Nell’inutile attesa di istruzioni dal Governo, alla fine del 2014 l’Inps ha sterilizzato la rivalutazione negativa dei contributi. Qualche mese dopo, la Consulta ha bocciato il blocco dell’indicizzazione. I due episodi dovrebbero stimolare una riflessione sul principio della parità di trattamento.

Il rendimento dei contributi
Lo scopo fondamentale dello schema contributivo è la parità di trattamento, garantita remunerando (rivalutando) i contributi di tutti in base a un rendimento annuo rigorosamente uniforme.
Per garantire anche la sostenibilità, cioè consentire allo schema di generare una spesa tendenzialmente pari al gettito contributivo, la riforma Dini scelse il rendimento uniforme uguale alla crescita nominale del Pil. In realtà, la scelta ricadde sul ‘rendimento quinquennale’ che si ottiene mediando i tassi di crescita registrati nei cinque anni che precedono la rivalutazione.
Alla fine del 2014, occorreva pertanto ‘rivalutare’ i contributi in base al rendimento negativo del -0,1927 per cento ottenuto mediando i tassi di crescita del quinquennio 2009-2013.
Ciò non è accaduto perché, nelle more dei lumi chiesti al Governo, l’Inps ha assunto la responsabilità di non procedere.
Il grafico accluso, che ‘ragiona’ in termini reali – cioè al netto dell’inflazione – evidenzia due aspetti interessanti. In primo luogo, per effetto della bassa inflazione del 2014, il rendimento ‘sterilizzato’ è, in realtà, il migliore dell’ultimo quadriennio.
In secondo luogo, fra il 2000 e il 2013, i contributi versati alla previdenza complementare (fondi negoziali) hanno più volte subito rendimenti negativi, cioè sono stati svalutati (perfino in termini nominali) senza destare allarme sociale. Il rendimento offerto dal secondo pilastro è stato anche più instabile e cumulativamente inferiore a quello offerto dal primo: 10,73 per cento contro 15,6 per cento.

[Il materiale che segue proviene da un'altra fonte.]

PR #7834, opened 2024-07-09
Refactor to extract utility for deprecation warnings

ybiquitous:

None.

This change aims to facilitate the management of warning codes.


lib/utils/emitDeprecationWarning.mjs
```diff
@@ -0,0 +1,25 @@
...
+ * @param {string} message
+ * @param {keyof CODES} codeKey
+ * @param {string} detail
+ * @returns {void}
+ */
+export default function emitDeprecationWarning(message, codeKey, detail) {
+	const code = CODES[codeKey];
+
+	assertString(code);
+	process.emitWarning(message, { type: 'DeprecationWarning', code: `stylelint:${code}`, detail });
```
Mouvedia, line 24: question

Why wouldn't the details not be mapped to the code keys like the codes are?
Are you expecting using the same code with different details?

ybiquitous: I want to put a `message` and `detail` in the same place because they are strongly related.

`detail` has not been repeated yet, so I don't think it's worth coupling the code and detail for now.

Mouvedia:
Can you add `--no-deprecation` to the `test-only` script?

lib/prepareReturnValue.mjs
```diff
@@ -35,11 +35,11 @@ export default function prepareReturnValue(stylelintResults, maxWarnings, format
 		// TODO: Deprecated. Remove in the next major version.
 		get output() {
 			if (!this._outputWarned) {
```
Mouvedia, line 37: suggestion
minor

Could you change the signature of `prepareReturnValue` to be
```
 * @param {StylelintResult[]} stylelintResults
 * @param {Formatter} formatter
 * @param {object} opts
 * @param {string} opts.cwd
 * @param {maxWarnings} opts.maxWarnings
 * @param {boolean} opts.quietDeprecationWarnings
```
so that we can add `&& !opts.quietDeprecationWarnings` to the condition?

ybiquitous:
> Can you add `--no-deprecation` to the `test-only` script?

What is the purpose/reason?

lib/prepareReturnValue.mjs
ybiquitous: Your suggestion makes sense, but it's out of the scope of this PR, which is just a refactoring.

I want to work on that after merging this PR.

Mouvedia:
> > Can you add `--no-deprecation` to the `test-only` script?
> 
> What is the purpose/reason?

Not having the deprecation warnings outputted in the console when you run the tests.
i.e. less noise and shorter output

ybiquitous:
I understood, but I'm against because it's hard to specify `--no-deprecation` only to `test-only`. Changing `scripts` like this would affect also on `test` and `test-coverage`:

```diff
-"test": "node --experimental-vm-modules node_modules/jest/bin/jest.js", 
+"test": "node --experimental-vm-modules --no-deprecation node_modules/jest/bin/jest.js", 
```

https://github.com/stylelint/stylelint/blob/cd69f4c0078ffa452c909bf2739c4ef9ed1823bd/package.json#L77-L79

Additionally, `--no-deprecation` would hide other warnings than Stylelint, so it would be harder for us to notice some deprecations.

Instead, I recommend specifying `export NODE_OPTIONS='--no-deprecation'` on your environment.

Anyway, this requirement is out of the scope of this PR.

lib/utils/emitDeprecationWarning.mjs
```diff
@@ -0,0 +1,25 @@
+import process from 'node:process';
+
+import { assertString } from './validateTypes.mjs';
+
+// Each code must be unique.
+const CODES = {
```
Mouvedia, line 6: You might be able to get rid of `assertString` if you set a `@type` here.

Mouvedia (approved):

lib/utils/emitDeprecationWarning.mjs
ybiquitous: I found `assertString` was unnecessary. Removed it via 6b4d95ee9. 👍🏼

lib/prepareReturnValue.mjs
ybiquitous: Just opened follow-up PR #7837

lib/utils/emitDeprecationWarning.cjs
```diff
@@ -0,0 +1,28 @@
...
+	COMMONJS_NODEJS_API: '002',
+	RESULT_OUTPUT_PROPERTY: '003',
+};
+
+/**
+ * Use this function for deprecation warnings, instead of `process.emitWarning()`.
+ *
+ * @param {string} message
+ * @param {keyof CODES} codeKey
+ * @param {string} detail
```
Mouvedia, line 19: @ybiquitous we could possibly share [`DeprecatedInfo`](https://jsr.io/@eslint/core@0.11.0/doc/~/DeprecatedInfo) with ESLint.

ybiquitous: I'm not sure about the type of ESLint, but is it possible to pass such more complex info to `process.emitWarning`?

I'm okay with discussing a new issue if there's feasibility.

PR #7835, opened 2024-07-09
Refactor `function-calc-no-unspaced-operator` to have atomic fixes

romainmenke:

Each mutation of the AST now corresponds to a single warning and a single fix.

See : https://github.com/stylelint/stylelint/pull/7831

The order of the warnings changes, but I hope this is fine?

### DIFF
--- a/lib/rules/function-calc-no-unspaced-operator/__tests__/index.mjs
+++ b/lib/rules/function-calc-no-unspaced-operator/__tests__/index.mjs
@@ -263,32 +263,32 @@ testRule({
 			fixed: 'a { top: calc(2px + 1px); }',
 			description: 'no space before or after operator',
 			warnings: [
-				{ message: messages.expectedBefore('+'), line: 1, column: 18, endLine: 1, endColumn: 19 },
 				{ message: messages.expectedAfter('+'), line: 1, column: 18, endLine: 1, endColumn: 19 },
+				{ message: messages.expectedBefore('+'), line: 1, column: 18, endLine: 1, endColumn: 19 },
 			],
 		},
 		{
 			code: 'a { transform: rotate(acos(2+1)); }',
 			fixed: 'a { transform: rotate(acos(2 + 1)); }',
 			warnings: [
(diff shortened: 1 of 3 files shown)


lib/rules/function-calc-no-unspaced-operator/__tests__/index.mjs
```diff
@@ -263,32 +263,32 @@ testRule({
 			fixed: 'a { top: calc(2px + 1px); }',
 			description: 'no space before or after operator',
 			warnings: [
-				{ message: messages.expectedBefore('+'), line: 1, column: 18, endLine: 1, endColumn: 19 },
 				{ message: messages.expectedAfter('+'), line: 1, column: 18, endLine: 1, endColumn: 19 },
+				{ message: messages.expectedBefore('+'), line: 1, column: 18, endLine: 1, endColumn: 19 },
```
ybiquitous, line 267: [ask] Can we prevent this before/after order change?

ybiquitous (commented):
@romainmenke Thank you. Overall, this looks good 👍🏼 

I've left a comment only for the lint problem order change.

lib/rules/function-calc-no-unspaced-operator/__tests__/index.mjs
ybiquitous: I now understand it seems quite difficult for now because an example of `2px+1px` is initially parsed as `2px` and `+1px` tokens. The algorithm is like this:

1. `2px+1px` → [`2px`, `+1px`] (the first and second operands)
2. [`2px`, `+1px`] → [`2px`, `+`, ` `, `1px`] with the `expectedAfter` message
3. [`2px`, `+`, ` `, `1px`] → [`2px`, ` `, `+`, ` `, `1px`] with the `expectedBefore` message

This is not a significant issue since the number of reported lint problems is unchanged. 👍🏼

La crescita negativa del Pil è un fenomeno ripetibile perché i cicli economici del futuro non potranno più innestarsi su trend crescenti come quelli del passato. Infatti, i nuovi saranno frenati dal mutato contesto internazionale e, soprattutto, dal declino demografico che colpirà l’Italia più dei partner europei. La sterilizzazione ripetuta dei rendimenti negativi impedirebbe allo schema contributivo di garantire il pareggio di bilancio. Perciò, occorre disciplinare la materia con la dovuta attenzione.
Il governo ritiene di averlo fatto con l’articolo 5 del Dl 21 maggio 2015, n. 65, che ratifica la scelta dell’Inps, disponendo che la rivalutazione non può essere negativa “salvo recupero da effettuare sulle rivalutazioni successive”.
Purtroppo, la sterilizzazione recuperata produce iniquità perché avvantaggia chi va in pensione nel 2015, senza subire il rendimento negativo del dicembre 2014, rispetto a chi andrà in pensione successivamente, che invece deve subirlo nella forma di sconto del rendimento positivo atteso a dicembre prossimo. Insomma, il rendimento di uno stesso anno, il 2014, è nullo per taluni (i pensionati del 2015) e negativo per tal altri (i pensionati successivi).
È quindi tradita la parità di trattamento, principio fondante dello schema contributivo.
Due regole per il contributivo
Era stata suggerita una soluzione diversa. basata su un rendimento più stabile di quello attuale, e perciò meno esposto al rischio di assumere valori negativi: la media degli ultimi dieci tassi di crescita del Pil.
La terza curva del grafico mostra che il rendimento decennale è stato debolmente negativo, in termini reali, solo nel biennio 2011-12, sebbene in termini nominali si sia mantenuto positivo anche in tale frangente. Il grafico mostra, altresì, che il decennale supera il quinquennale per l’intero periodo; ciò in ragione del fatto che il Pil è andato tendenzialmente rallentando. Quando dovesse accelerare, il rendimento decennale si adeguerà più lentamente all’inversione di tendenza e perciò sarà superato dal quinquennale. Insomma, nel lungo periodo i due rendimenti sono equivalenti.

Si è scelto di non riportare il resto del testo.